Despite the brief pause in the prolonged crypto market downturn seen early yesterday, Dogecoin ($DOGE) has resumed its price correction, and this negative market condition has extended to its derivatives market.
As of Wednesday, Feb. 4, data from CoinGlass shows that the largest meme asset by market capitalization, Dogecoin, has seen its futures open interest decline by 8.7% over the past day.
Dogecoin futures traders withdraw their positions
The massive decline in Dogecoin open interest shows that futures traders are increasingly withdrawing their positions amid the growing uncertainties seen across the broad crypto market.
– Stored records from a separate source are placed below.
PR #31, opened 2013-12-23
First release of extra module m_geoipban

H7-25:
It add geoip country to whois and add extra ban  G: using iso country code

### DIFF
--- a/2.0/m_geoipban.cpp
+++ b/2.0/m_geoipban.cpp
@@ -1,0 +1,111 @@
+/*
+ * InspIRCd -- Internet Relay Chat Daemon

Nonetheless, the data further shows that the total number of active futures contracts involving Dogecoin that have not been settled has dropped significantly to 10.84 billion $DOGE worth about $1.16 billion.
With this massive decrease in the number of $DOGE tokens committed over the last day coinciding with a massive increase of over 43% in its trading volume, it appears that Dogecoin traders are not entirely dormant, but they are actively repositioning in major attempts to close leveraged positions rather than open new ones.
Furthermore, the broad market sell-off has seen Dogecoin decline notably in its price, retesting its multimonth low of $0.10. As such, the declining open interest metric shows that Dogecoin traders are being cautious amid the heavy price pull back.
Dogecoin options open interest rises 6%
While the Dogecoin overall open interest volume has plunged significantly amid prolonged crypto market volatility, its options open interest has moved in the opposite direction during the same period.
The data shows that options open interest has surged by nearly 6%; meanwhile, the options volume has plunged massively by 52.69%. This signals a mix of resilience and caution as it appears that traders across all exchanges, including Binance, may be holding firm to existing hedges but are reluctant to open new positions amid the looming uncertainties.